In Philadelphia, the harm-reduction nonprofit Safehouse has already begun raising funds for what it calls an “overdose prevention site” (and which the regional U.S. Attorney calls a “deadly drug injection site”), with the support of former Pennsylvania Governor Ed Rendell. “It’s somewhat possible,” Rendell acknowledged to the Associated Press, that “they will come and arrest me.”

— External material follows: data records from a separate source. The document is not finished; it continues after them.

PR #443, opened 2026-05-19
fix(discord): deriveInstanceIp skips link-local 169.254/16 (Pillar 3 push-handoff)

justin-layerv:
## Summary

Post-#437 sandbox deploy verified the shim contract fix worked, but a deeper audit of the peer-heartbeat DDB rows surfaced a separate Pillar 3 bug: both gateway tasks were writing `ip: "169.254.172.2"` (the ECS Fargate task-metadata endpoint, not routable) instead of their actual ENI private IPs.

```
$ aws dynamodb scan --table-name qurl-bot-discord-sandbox-gateway-peer-heartbeat
[
  { "instance_id": "ip-172-31-44-139...", "ip": "169.254.172.2", ... },
  { "instance_id": "ip-172-31-19-244...", "ip": "169.254.172.2", ... }
]
```

`instance_id` correctly shows the real ENI IPs (172.31.44.139 / 172.31.19.244 from the hostname's reverse DNS), but `ip` is the link-local metadata endpoint. Push-handoff would POST to it and fail.

## Root cause

Under Fargate platform 1.4+, eth0 has the link-local 169.254.172.2 bound **alongside** the real ENI IP, with the link-local listed first in `os.networkInterfaces().eth0`. `isIPv4()`'s prior `!addr.internal` filter doesn't catch 169.254/16 — node's `internal` flag is set only for loopback interfaces (RFC 3927 link-local is not "internal" in node's sense).

## Fix

`apps/discord/src/config.js` — add `!addr.address.startsWith('169.254.')` to the IPv4 candidate filter:

```diff
 function isIPv4(addr) {
-  return (addr.family === 'IPv4' || addr.family === 4) && !addr.internal;
+  return (addr.family === 'IPv4' || addr.family === 4)
+    && !addr.internal
+    && !addr.address.startsWith('169.254.');
 }
```

## Coupled fix

This PR alone is **not sufficient** to restore push-handoff. The companion fix in `qurl-integrations-infra` adds `dynamodb:Scan` to the peer-heartbeat IAM policy (which is currently denied at `greenfield.tf:879` with a comment claiming Scan is "intentionally NOT granted" — that comment is wrong; `listFreshPeers` needs it). Both must land for push-handoff to work. PR-B will reference this PR.

Once both land:
- IAM grants `dynamodb:Scan` → `listFreshPeers` returns rows
- Rows now carry real ENI IPs (this PR) → standby POSTs to a routable peer
- Active SIGTERM → push-handoff → ~50ms WS gap (vs ~6s TTL-lapse fallback today)

## Test plan

- [x] `npx jest` — 2428 tests pass (+3 in `config-instance-derivation.test.js`)
- [x] `npm run lint` — clean
- [ ] Post-merge: companion IAM PR lands, redeploy, verify heartbeat rows now show `172.x.x.x` IPs
- [ ] Stop the active replica, observe leader.pushHandoff transfers to standby in <1s

### DIFF
--- a/apps/discord/src/boot-requirements.js
+++ b/apps/discord/src/boot-requirements.js
@@ -296,6 +296,19 @@ function invalidHotStandbyValues(cfg) {
       'If you set INSTANCE_IP as an env override, unset it to fall back to the derivation from os.networkInterfaces().'
     );
   }
+  // Link-local (169.254.0.0/16) is well-formed IPv4 but not routable
+  // peer-to-peer. config.deriveInstanceIp filters it out of the
+  // os.networkInterfaces walk; the override path must reject it for
+  // the same reason. Common operator paste-error: copying the ECS
+  // task-metadata endpoint URL (169.254.170.2 / 169.254.172.2) out
+  // of AWS docs.
+  if (cfg.INSTANCE_IP && IPV4_RE.test(cfg.INSTANCE_IP) && cfg.INSTANCE_IP.startsWith('169.254.')) {
+    problems.push(
+      `INSTANCE_IP is link-local (got '${cfg.INSTANCE_IP}'). ` +
+      '169.254.0.0/16 is RFC 3927 link-local and not routable peer-to-peer; push-handoff would POST to an unreachable address. ' +
+      'Unset the env override so it falls back to the os.networkInterfaces() derivation, or set it to the task\'s awsvpc-assigned private IP.'
+    );
+  }
   return problems;
 }
 
--- a/apps/discord/src/config.js
+++ b/apps/discord/src/config.js
@@ -647,10 +647,4 @@ module.exports = {
   // Exposed as a function, NOT a property — second call returns
   // undefined.
   takeGatewayHandoffHmac,
-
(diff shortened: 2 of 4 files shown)


justin-layerv:
cr-r1 (782e68f) addresses both suggestions inline:

**Suggestion #1 (unused `_deriveInstanceIpForTest` export) — fixed.** Dropped the export and its meta-test. The link-local tests all go through `config.INSTANCE_IP` via `jest.isolateModules` (which re-runs `deriveInstanceIp()` per case), so the seam was a dead handle. Aligns with the "no abstractions beyond what the task requires" guidance.

**Suggestion #2 (env-override path bypasses link-local filter) — fixed.** Added a link-local reject in `invalidHotStandbyValues` after the IPv4 shape check. An operator pasting `169.254.172.2` from the ECS task-metadata-endpoint docs would have slipped past the existing IPv4 regex (it IS well-formed IPv4) and re-introduced the same unroutable-peer bug through the env override. New test pins the paste-error scenario.

Tests: 2428 pass.

PR #448, opened 2026-05-19
test(ci): switch google-maps e2e assertions to fallback-card shape (infra#726 follow-up)

justin-layerv:
## Summary
- `qurl-integrations-infra#726` removed `GOOGLE_MAPS_API_KEY` from the fileviewer deploy. The Maps render path falls back to the "Open in Google Maps" card (`mapFallbackTmpl` in `qurl-s3-connector/internal/handler/handler.go:1513`) instead of an iframe embed.
- All `iframe`-asserting tests in `e2e/tests/google-maps.test.ts` were failing on every main deploy after the infra-side merge (e.g. https://github.com/layervai/qurl-integrations-infra/actions/runs/26074595389).
- This PR updates each test to assert the fallback card's shape while preserving every prior regression-guard.

## Test plan
- [x] `tsc --noEmit` on the test file is clean (pre-existing tsconfig deprecation warning is unrelated)
- [ ] CI on this PR runs the e2e-smoke against sandbox and passes the google-maps suite
- [ ] After merge, the next main deploy's e2e-smoke goes green

## Notes
- The `mapsURL` builder (`handler.go:2451-2509`) is shared between the iframe and fallback paths, so URL-shape regressions (most importantly the "Erbil restaurant" `/maps/place` vs `/maps/search` bug, infra#155) remain testable via the fallback link's `href`.
- The fall-through cases (>1000-char query, invalid coords, >2000-char URL) gain a negative-pin on the fallback card's "Open in Google Maps to view this location." body copy — that confirms `mapsURL` stayed empty and the generic template fired, vs. the prior assertion which only checked iframe absence (a too-loose negative).

### DIFF
--- a/e2e/tests/google-maps.test.ts
+++ b/e2e/tests/google-maps.test.ts
@@ -8,14 +8,21 @@
  * Prior shape (pre-qurl-integrations-infra#726): the fileviewer carried
  * a GOOGLE_MAPS_API_KEY in its .env and rendered an inline Maps Embed
  * API iframe. #726 removed the API key entirely — the iframe path is
- * dormant code and the fallback card (handler.go mapFallbackTmpl) is
- * the steady-state render. mapsURL construction (handler.go:2451-2509)
- * is identical on both paths, so all URL-shape regressions
- * (e.g. the "Erbil restaurant" /maps/place vs /maps/search bug fixed
- * in infra#155) remain testable via the fallback link's href.
+ * dormant code and the fallback card is the steady-state render.
+ * mapsURL construction is identical on both paths, so all URL-shape
+ * regressions (e.g. the "Erbil restaurant" /maps/place vs /maps/search
+ * bug fixed in infra#155) remain testable via the fallback link's href.
  *
  * Also tests edge cases: short URL resolution, coordinates, plain text
  * queries, and non-Maps JSON that should NOT trigger the Maps path.
+ *
+ * TODO(upstream-line-refs): the comments below cite line numbers in
+ * `qurl-s3-connector/internal/handler/handler.go` (a different repo).
+ * The line refs will rot as that file churns — when a test fails in
+ * a way that no longer matches the cited line, search for the symbol
+ * (`mapFallbackTmpl`, `mapEmbedTmpl`, `QueryEscape`, `isGoogleMapsURL`)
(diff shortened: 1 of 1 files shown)


justin-layerv:
cr cycle 1 reply:

**Build failure (PR title scope)** — retitled `test(e2e/google-maps): ...` → `test(ci): ...` (allowed scopes per `.github/workflows/pr-title.yml` are slack/teams/discord/cli/zapier/shared/infra/ci/deps).

**1. Inconsistent escape strictness** — fixed. All three sites (Erbil, Eiffel, Revoke Test) now use strict `%20`. Cited the actual contract: handler.go normalizes `url.QueryEscape(s)`'s `+` to `%20` via `strings.ReplaceAll`. Comment on the Erbil regex now calls this out so future readers don't re-introduce the tolerant form.

**2. `href="…"` double-quote coupling** — left as-is. Go `html/template` emits double-quoted attribute values by contract (it's part of the safe-HTML guarantee, not a stylistic choice), so the coupling is firm. Flagged for awareness but not changing without a stronger reason.

**3. `100vh` assertion** — dropped. `class="card"` + "Shared Location" + body-copy already pin the template firmly.

**4. Body-copy negative wording fragility** — left as-is. Acknowledged trade-off in the PR description; the alternative (asserting iframe-absent only) was the prior weaker check this PR explicitly tightens. If the body copy ever softens, both the positive and negative assertions on that string fail together, which is the right failure mode.

**5. Cross-repo line refs rotting** — added a `TODO(upstream-line-refs)` marker at file top pointing readers at symbol search (`mapFallbackTmpl`, `mapEmbedTmpl`, etc.) when line numbers don't match. Same convention as `TODO(upstream-rebrand)`.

Or maybe they won’t. Beletsky has written that the law “was never intended to interfere with a legally authorized public health intervention,” which supervised consumption sites clearly are. After all, there already exist injection sites in every city, town and county: They’re called public bathrooms. And alleys, park gazebos and just about any place else one can find a place to hide. “We need to play that game where we require politicians to finish every sentence denouncing supervised injection facilities with the phrase, ‘and that is why I think injecting alone in a McDonald’s bathroom is better,’” wrote physician and harm reduction advocate Jonathan Giftos on Twitter.

“If you think this through at all, [the objections] are not about reality,” Alex Kral says. The science, he notes, is clear on the benefits for both the community of people who use drugs and the community of people who want drug use to stop. Everything else “is just politics.”


Judith Lewis Mernit’s reporting on harm reduction in rural California was supported by the USC Annenberg Center for Health Journalism’s 2018 Impact Fund.